In realta i plasmoidi non sono solo un abbellimento grafico ma l'idea di rendere il desktop totalmente personalizzabile tipo una sola icona tipo "esegui" per lanciare i comandi oppure 16 barre per ogni evenienza o solo un orologio dul desktop.

L'idea è rendere il Desktop una vera e pripria CASA tua c fai quello che vuoi non è + "voglio fluxbox gnome o kde" ma voglio kde ma COSI'.

----------

## bandreabis

Bene, così potrò avere kde come ce l'ho ora...   :Very Happy: 

----------

## riverdragon

 *Kernel78 wrote:*   

>  *riverdragon wrote:*   Basterebbe mettere un blocco negli ebuild della versione 4 che impedisca di aggiornare automaticamente. 
> 
> tipo lasciarlo mascherato ? 

 

No, anzi.

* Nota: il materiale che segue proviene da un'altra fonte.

PR #79, opened 2020-12-22
docs/test: Move test images into securesystems DockerHub repository

Starkteetje:
Previously, we had test images at docker.io/connytest/testimage but decided we wanted to have have the securesystems repository instead. This PR follows up on that decision.

Fix #41

PR #102, opened 2021-03-31
docs/fix: adjust public keys in READMEs to DockerHub Repo

xopham:
the issue was introduced in #79 when all testimages were moved to `docker.io/securesystemsengineering/testimage` but only the public key for integration tests was changed. Consequently, demo and other setup guides would not work anymore


Starkteetje (approved):
thx

PR #162, opened 2023-02-22
ssz: fix ssv sanity tests

nkryuchkov:

PR #243, opened 2023-05-18
Version block support capella sanity tests

olegshmuelov:
### Description
Version block sanity tests.
reference to sanity tests https://github.com/bloxapp/ssv-spec/pull/162

split to #246 #247 #248


olegshmuelov:
split to #246 #247 #248. Closing

PR #259, opened 2023-05-24
Ssv fork update

alonmuroch:
Updated according to https://github.com/bloxapp/SIPs/pull/26


alonmuroch:
Can we trigger fork by simply calculating epoch? 

- What happens to running instances?
- weak subjectivity: sync still needs to provide fork to verify msgs

types/chains.go
```diff
@@ -0,0 +1,54 @@
...
+}
+
+func (domainType DomainType) GetForksData() []*ForkData {
+	switch domainType.GetChain() {
+	case MainnetChain:
+		return mainnetForks()
+	default:
+		return []*ForkData{}
+	}
+}
```
GalRogozinski, line 44: shouldn't we have forkdata for our public testnet, Jato?
I assume from now instead of changing testnets. we will start forking our public testnet?

types/chains.go
```diff
@@ -0,0 +1,54 @@
...
+	ShifuChain   = 0x2
+	JatoChain    = 0x3
+)
+
+// DomainTypes represent specific forks for specific chains, messages are signed with the domain type making 2 messages from different domains incompatible
+var (
+	GenesisMainnet = DomainType{0x0, 0x0, MainnetChain, 0x0}
+	PrimusTestnet  = DomainType{0x0, 0x0, PrimusChain, 0x0}
+	ShifuTestnet   = DomainType{0x0, 0x0, ShifuChain, 0x0}
+	ShifuV2Testnet = DomainType{0x0, 0x0, ShifuChain, 0x1}
```
GalRogozinski, line 21: do we need to have deprectated nets here?

GalRogozinski (commented):
Since we only have the genesis fork you decided to not have triggering logic for now?

types/chains.go
alonmuroch: no forks yet, if we will we can add them

types/chains.go
alonmuroch: we can later

types/chains.go
```diff
@@ -0,0 +1,54 @@
...
+// DomainType is a unique identifier for signatures, 2 identical pieces of data signed with different domains will result in different sigs
+type DomainType [4]byte
+
+// Chains are intended to separate different SSV chains. A chain can have many forks in it.
+const (
+	MainnetChain = 0x0
+	PrimusChain  = 0x1
+	ShifuChain   = 0x2
+	JatoChain    = 0x3
+)
```
GalRogozinski, line 14: I think we should have a convention for consts. For example if mainnet prefix with 0 and if testnet prefix with 1:

```
// mainnet
const (
 MainnetFork0 = 0x00
 MainnetFork1 = 0x01
 MainnetFork2 = 0x02
 )
 
 // testnet (Jato)
 const (
    JatoFork0 = 0x10
    JatoFork1 = 0x11
 )
```

types/chains.go
```diff
@@ -0,0 +1,54 @@
...
+	Epoch phase0.Epoch
+	// Domain for the new fork
+	Domain DomainType
+}
+
+func (domainType DomainType) GetChain() byte {
+	return domainType[2]
+}
+
+func (domainType DomainType) GetForksData() []*ForkData {
```
y0sher, line 37: where is this used?

types/chains.go
y0sher: what does the 2 first bytes stand for ?

types/chains.go
GalRogozinski: It should from Runner according to the SIP: https://github.com/bloxapp/SIPs/pull/26/files#diff-ef3380c5833665d8dd7ac5bc173946735e412f9da5ca4c0380d39399b5458af6L75

but it isn't part of this PR for some reason...
@alonmuroch is there a reason for this?

types/chains.go
alonmuroch: future TBD use (just have space for it)

types/chains.go
alonmuroch: not used yet

types/chains.go
```diff
@@ -0,0 +1,54 @@
...
+	JatoChain    = 0x3
+)
+
+// DomainTypes represent specific forks for specific chains, messages are signed with the domain type making 2 messages from different domains incompatible
+var (
+	GenesisMainnet = DomainType{0x0, 0x0, MainnetChain, 0x0}
+	PrimusTestnet  = DomainType{0x0, 0x0, PrimusChain, 0x0}
+	ShifuTestnet   = DomainType{0x0, 0x0, ShifuChain, 0x0}
+	ShifuV2Testnet = DomainType{0x0, 0x0, ShifuChain, 0x1}
+	JatoTestnet    = DomainType{0x0, 0x0, JatoChain, 0x1}
```
olegshmuelov, line 22: The JatoTestnet should ideally be initialized with `DomainType{0x0, 0x0, JatoChain, 0x0}` 
instead of `DomainType{0x0, 0x0, JatoChain, 0x1}` to maintain consistency with other testnet configurations.

MatheusFranco99 (approved):

types/chains.go
alonmuroch: Sure thing, please make the change

alonmuroch: pleas also add Jato V2

GalRogozinski (changes requested):
Several Changes:

1. Stop using "chains" use "networks" or "networkIDs"
2. "DomainType" has a collision with attestant.io lib we are using
3. We should have `func (networkID NetworkId) GetForksData() []*ForkData` and not use domainType.
4. Note that currently the `identifier` field in controller is initialized once, but it has `DomainType` data that include protocol versions that are a function of the epoch.

GalRogozinski:
replaced by #310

Immagino ti ricorderai di qualche pacchetto che bloccava l'aggiornamento di world, che chiedeva di disinstallare un particolare pacchetto per poterne installare la versione successiva, no? Adesso non mi viene in mente nessun esempio concreto, ma dal basso della mia ignoranza in merito avevo pensato ad una cosa del genere.

----------